If you are using cDOT....it even shows if you have direct or indirect NFS/iSCSI/FCP paths
If needed/possible, one could migrate a LIF (of course, you need to follow a best practice of
only allowing one datastore per IP on cDOT to migrate LIFs like that!)

--tmac

Tim McCarthy
Principal Consultant



On Tue, Dec 30, 2014 at 12:56 AM, Fletcher Cocquyt <fcocquyt@stanford.edu> wrote:
Seconded - just checked my VSC plugin in vCenter is reporting 403 errors (probably needs to be updated - why isn't that built into the plugin system?)

now oncall, I get to read https://library.netapp.com/ecmdocs/ECMP1392339/html/GUID-7E05AC55-F737-4796-8421-2664900C36F2.html

When its working, the plugin shows best practice VMware:Netapp datastore settings compliance and via vCenter lets you update any sub-optimal settings (some will require an EXSi host reboot to take effect)



----- Original Message -----
From: "tmac" <tmacmd@gmail.com>
To: "Philbert Rupkins" <philbertrupkins@gmail.com>
Cc: toasters@teaparty.net
Sent: Monday, December 29, 2014 1:29:45 PM
Subject: Re: Conflicting Recommendations?

Honestly, best bet is to just use the current version of Virtual Storage Console anyway....It puts the best current settings for the combination (Filer OS, 7-mode/cDOT, ESXi version) of stuff that you are running.


--tmac

Tim McCarthy
Principal Consultant


On Mon, Dec 29, 2014 at 3:47 PM, Philbert Rupkins < philbertrupkins@gmail.com > wrote:



I believe I found part of the reason for the conflict. Despite addressing vSphere 5 later in the technical report, TR3749 states the following in the Document Roadmap section on page 6:

"This document, TR-3749, is the main document in a set of documents from NetApp covering virtualization
on NetApp, specifically with VMware products.

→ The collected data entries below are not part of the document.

PR #361, opened 2022-01-28
create shared libraries

roiser:
create shared libraries so we can link them for the full workflow.


valassi:
Hi @roiser I created #367, where I fixed the conflict. I will add more stuff there.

This document is specifically in reference to VMware
vSphere 4."

With that being said, I'm pretty comfortable moving forward with the vSphere 5.5 recommendations in the KB article rather than the Netapp Storage Best Practices for VMware vSphere.

On Mon, Dec 29, 2014 at 11:50 AM, Philbert Rupkins < philbertrupkins@gmail.com > wrote:



Toasters,

It appears the following documents conflict with one another when it comes to recommendations for the value of Net.TcpipHeapMax in ESXi.

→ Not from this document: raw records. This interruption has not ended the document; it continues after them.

Issue #339, opened 2022-01-20
Probable bug in initializer list use in SIMD inline functions


valassi:
I realised there are probably one or more bugs in the way I used initializer lists for SIMD compiler vector extensions, eg
https://github.com/madgraph5/madgraph4gpu/blob/5ac285cebc04cd7eb4d6679c6a3a5e2645803d30/epochX/cudacpp/ee_mumu/src/mgOnGpuVectors.h#L220

Essentially I have coded assuming that "fptype_v{x}" would initialize all elements of the vector to x, but actually only the first element is x and the others are zero.

This needs to be debugged. It is also the reason why I added a new testmisc test infrastructure in #336

valassi:
Maybe the cause of #338, maybe not

valassi:
This is now fixed by PR #364, which I just merged. I am closing this issue.

NOTE: this patch fixes some bugs, but the bugs were actually harmless so far. The bug is essentially that only the first element of an array was initialized to a given value, with the subsequent ones initialized to 0. However, this function was essentially only used with the given value equal to 0, so eveything was correctly initialized to 0 anyway. Waht I mean is that no change in average ME was observed or is expected to be observed.

roiser:
Hi @valassi , thanks for pointing me to this closed issue, as we were discussing there are a few places in the code where eg. a SIMD type is initialised with ```{0}```, this is not a problem when the initialising value is 0 as by default all values of the SIMD array will be 0, just the code above sets only the first array value. 

With my current work I stumbled over the case where I needed to initialise all entries of a SIMD type with non 0 and then the above will not work as only the first entry will be the initialised value and all other set to 0. The proposed solution in this case is to use ```std::fill_n``` e.g. 

```std::fill_n(&mysimd[0], nelems, value);```

the disadvantage here is that it can't be constexpr anymore. So maybe one should only use it for non 0 init values and for 0 just do an empty ```{}``` but the latter is a minor issue as also ```{0}``` is doing the right thing anyway. Its maybe just a bit confusing.

**Comment by valassi** [comment]
Hi @roiser, this old issue was fixed with this simple approach in PR #364
```
inline
cxtype_v cxmake( const fptype& r, const fptype_v& i )
{
  //return cxtype_v( fptype_v{r}, i ); // THIS WAS A BUG! #339
  return cxtype_v( fptype_v{0} + r, i ); // IIII=0000+r=rrrr
}
```
Check the changes in that PR there are also many other tests and examples

[...]

PR #364, opened 2022-02-01
Bug fixes and comments in SIMD initializer lists

valassi:
This is a patch to fix bug #339. It also includes a few changes from '{}' to '()' in initializers to make them more understandable, a few comments about some initializers, and some tests. It concerns both vectors in compiler vector extensions, and other arrays (or arrays of arrays, or arrays of vectors etc).


valassi:
All checks succeed - self merging.

NOTE: this patch fixes some bugs, but the bugs were actually harmless so far. The bug is essentially that only the first element of an array was initialized to a given value, with the subsequent ones initialized to 0. However, this function was essentially only used with the given value equal to 0, so eveything was correctly initialized to 0 anyway. Waht I mean is that no change in average ME was observed or is expected to be observed.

----------------------------

How to configure VMware vSphere 5.x for Data ONTAP 7.3 and 8.x
https://kb.netapp.com/support/index?page=content&id=1013275

Net.TcpipHeapMax



For vSphere 5.0/5.1 set 128

For vSphere 5.5 set 512
TR3749 - NetApp Storage Best Practices for VMWare vSphere
http://www.netapp.com/us/media/tr-3749.pdf

"While the NetApp best practice remains to set Net.TcpipHeapMax at the maximum value of 128MB, tests have shown ESXi 5 to be less sensitive to depletion of TCP/IP heap memory."

----------------------------

It seems that TR3749 may be out of date (last update 2011) as it doesnt distinguish between vSphere 5.0/5.1 and 5.5. To my knowledge, the 128MB maximum TCP/IP heap size is applicable to vsphere 5.0 and 5.1. I believe 5.5 increases this maximum to 512MB.

I assume the current recommendation for vSphere 5.5 against a filer running ONTAP 8.1.4 7-Mode is 512MB. Can somebody confirm? Is there a best practices doc like TR3749 for vSphere 5.5 in a 7-mode environment?